There had to be a remedy for this longing. We spent nights on the flat roof of our adobe house, a mini-camp under the stars. I counted my blessings: fall wildflowers cropping up between stepping stones in the yard. Buzzing cicada sonatas during dry, summer-like days. Beneath a turned piece of plywood, the little scorpion darting after a field mouse, also hiding from the harsh desert sun. A small owl poised atop a power pole near the back wall one night. And ravens perching on the lowest branch of a huge eucalyptus tree, mocking me in raspy voices when I hung laundry out to dry. A flock of bats materializing from nowhere at dusk, swirling like macabre circus acrobats overhead.
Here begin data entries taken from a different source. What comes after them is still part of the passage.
PR #3201, opened 2026-06-03
feat(table-catalog): add catalog store entry models

marshawcoco:
## Related Issues
  N/A

  ## Summary of Changes
  Adds the initial S3 Tables catalog store boundary for future Iceberg REST Catalog work.

  - Defines stable catalog entry models for table buckets, namespaces, tables, and commit logs.
  - Adds catalog entry state and commit log status enums with stable JSON serialization.
  - Adds a `TableCatalogStore` trait covering the core read/write operations needed by later catalog handlers.
  - Adds unit tests for JSON shape stability, unknown-field rejection, and trait object usability.

  ## Verification
  - `cargo fmt --all --check`

  ## Impact
  No user-facing API changes. This is an internal catalog data model and trait boundary for upcoming S3 Tables catalog implementation.

  ## Additional Notes
  This PR does not add Iceberg REST HTTP routes or change existing S3 object behavior.

### DIFF
--- a/rustfs/src/table_catalog.rs
+++ b/rustfs/src/table_catalog.rs
@@ -20,7 +20,7 @@
 
 #![allow(dead_code)]
 
-use std::fmt;
+use std::{collections::BTreeMap, fmt};
 
 use rustfs_ecstore::bucket::{
     metadata::{BUCKET_TABLE_CONFIG, BUCKET_TABLE_RESERVED_PREFIX},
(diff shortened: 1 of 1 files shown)


marshawcoco:
@codex review

houseme (changes requested):
Requesting changes because the store boundary does not yet capture the core commit semantics this feature will need.

1. The TableCatalogStore trait lacks an atomic commit/update operation. Right now load_table(), append_commit_log(), and table mutation methods are all separate. That leaves a race window for concurrent writers and makes it difficult for a store implementation to guarantee optimistic concurrency correctly.

2. CommitLogEntry models idempotency_key, but the trait does not provide a way to query by it. That likely pushes retry deduplication into handlers or forces another trait change very soon.

The entry structs themselves look fine, but the current trait feels more like provisional CRUD than a stable catalog commit boundary. I would suggest adding an atomic commit API that binds version-token validation, table update, and commit-log persistence together, and also exposing idempotency-key lookup before merging this as the catalog store boundary.

houseme (approved):
Reviewed the latest update. The missing atomic commit boundary and idempotency-key lookup are now covered by `commit_table()` and `get_commit_by_idempotency_key()`, and the trait shape now looks aligned with the intended catalog commit flow. Approving.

A skunk darting from a cactus garden in the predawn twilight. The late hummingbird seeking nectar from a flower I attached to my braid. Rain clouds easing over the city, bearing the scent of greasewood from the desert. The ordinary intersected by the extraordinary.

One radiant autumn day, waking to an October sky so blue there were no words to describe it, I smiled the first time in several days. How could I not? What a life—beauty all around me, and the privilege of having had a praying mantis friend. Stripped of her natural home, no doubt unfairly, she had made a houseplant her haven in a midtown Tucson kitchen, feasting on window-trapped insects. We both had compromised and made the best of life, resonating with natural cycles in the artificiality of an urban environment.

Who says the city has no natural soul? The tiniest shift in perception revealed the illusory quality of my negative thoughts about city life. Beauty, light and vigor are found anywhere the risk of seeing with new eyes is taken, redefining our relationship to our environment. A mantis taught me that.